Catholic Renewal describes changes in the Roman Catholic Church in the 20th century, which can be classified in three major areas: (1) the approach towards the Bible (from Latin Vulgate to comprehensive translations of critical editions of texts in original languages), (2) liturgical practices (from the liturgy in Latin to Mass in the contemporary language with the active engagement of lay faithful) and (3) the role of faith in Christian life (from an at times very formal and legal approach towards the church to emphasis on the catechumenate and acknowledging individual need for the experience of Divinity).

Biblical renewal started with Pope Pius XII's 1943 encyclical Divino afflante Spiritu after which Catholic translations of the Bible became based directly on the texts found in manuscripts in the original languages. Later documents (of which Dogmatic Constitution on Divine Revelation published as a result of the Second Vatican Council can be considered to be of special importance) were encouraged to provide versions of the Bible in the "mother tongues" of the faithful, and urged both clergy and laity to continue to make Bible study a central part of their lives.

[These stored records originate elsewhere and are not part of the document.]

PR #40, opened 2016-10-28
Use SSO, squash migrations, fix company view to retrieve via sso_user_id

konradko:


company/views.py
```diff
@@ -39,5 +39,10 @@ def get(self, request, *args, **kwargs):
 
 class CompanyRetrieveUpdateAPIView(RetrieveUpdateAPIView):
 
-    queryset = Company.objects.all()
     serializer_class = CompanySerializer
+
+    def get_object(self):
+
+        return User.objects.get(
```
monikasulik: Shouldn't this be somekind of get or 404 type thing? I mean if the sso_user_id that's passed is incorrect, atm this would return 500 which isn't great.

enrolment/tests/test_queue.py
```diff
@@ -75,18 +75,17 @@ def test_process_message_sends_confirmation_email(self):
 
         email = VALID_REQUEST_DATA['company_email']
         user = User.objects.get()
-        url = settings.CONFIRMATION_URL_TEMPLATE.format(
-            confirmation_code=user.confirmation_code)
+        url = settings.COMPANY_EMAIL_CONFIRMATION_URL_TEMPLATE.format(company_email_confirmation_code=user.company_email_confirmation_code)
```
monikasulik: flake8 is definitely not going to like you for this line :scream_cat:

company/views.py
```diff
@@ -39,5 +39,10 @@ def get(self, request, *args, **kwargs):
 
 class CompanyRetrieveUpdateAPIView(RetrieveUpdateAPIView):
 
-    queryset = Company.objects.all()
     serializer_class = CompanySerializer
+
+    def get_object(self):
```
monikasulik: This method should have somekind of test. Or at the very least (if we really don't have time) a ticket in the backlog to create this test.

company/views.py
konradko: this is automatic - get object will return 404 if DoesNotExist will be raised

company/views.py
konradko: it is tested: https://github.com/uktrade/directory-api/pull/40/files#diff-ab4b804cfb7c052c57aa42630c7940cfR39

company/views.py
konradko: sorry I am wrong - need to use get_or_404. Well spotted

PR #45, opened 2016-10-30
Add imagefield and django storages s3 for company logo

konradko:
image


company/utils.py
```diff
@@ -0,0 +1,16 @@
...
+
+def path_and_rename(path):
+    def wrapper(instance, filename):
+        ext = filename.split('.')[-1]
+        # get filename
+        if instance.pk:
+            filename = '{}.{}'.format(instance.pk, ext)
+        else:
+            # set filename as random string
+            filename = '{}.{}'.format(uuid4().hex, ext)
```
richtier: if the filename does not have a extension then it will end up like `sdfsdfsdfsdf.None`

PR #50, opened 2016-10-31
Add email uniqueness validator view

richtier:


api/urls.py
```diff
@@ -6,7 +6,11 @@
     CompanyNumberValidatorAPIView,
     CompanyRetrieveUpdateAPIView,
 )
-from user.views import UserRetrieveUpdateAPIView, ConfirmCompanyEmailAPIView
+from user.views import (
+    UserRetrieveUpdateAPIView,
+    ConfirmCompanyEmailAPIView,
+    UserEmailValidatorAPIView
```
konradko: would be best to call `UserCompanyEmailValidatorAPIView` to keep it consistent

api/urls.py
```diff
@@ -51,6 +55,11 @@
         name='validate-company-number'
     ),
     url(
+        r'validate-email-address/$',
```
richtier: I will do a follow up pr changing this and "validate company number" to be `/validators/x`

konradko: `/validate/x` will be fine

PR #57, opened 2016-11-06
Use only numbers in SMS code

konradko:


konradko:
@monikasulik added checking `code.isdigit()`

Liturgical renewal was launched by the Second Vatican Council, emphasising that "the faithful should be led to that fully conscious and active participation in liturgical celebrations which is demanded by the very nature of the liturgy" (Constitution on the Sacred Liturgy).

Other Second Vatican Council documents, like the Dogmatic Constitution on the Church, can be considered to be the background for catechumenate renewal which was introduced in many Catholic particular churches in many forms soon after the Council (of which the Neocatechumenate is probably the best known), and for charismatic renewal which started in 1967.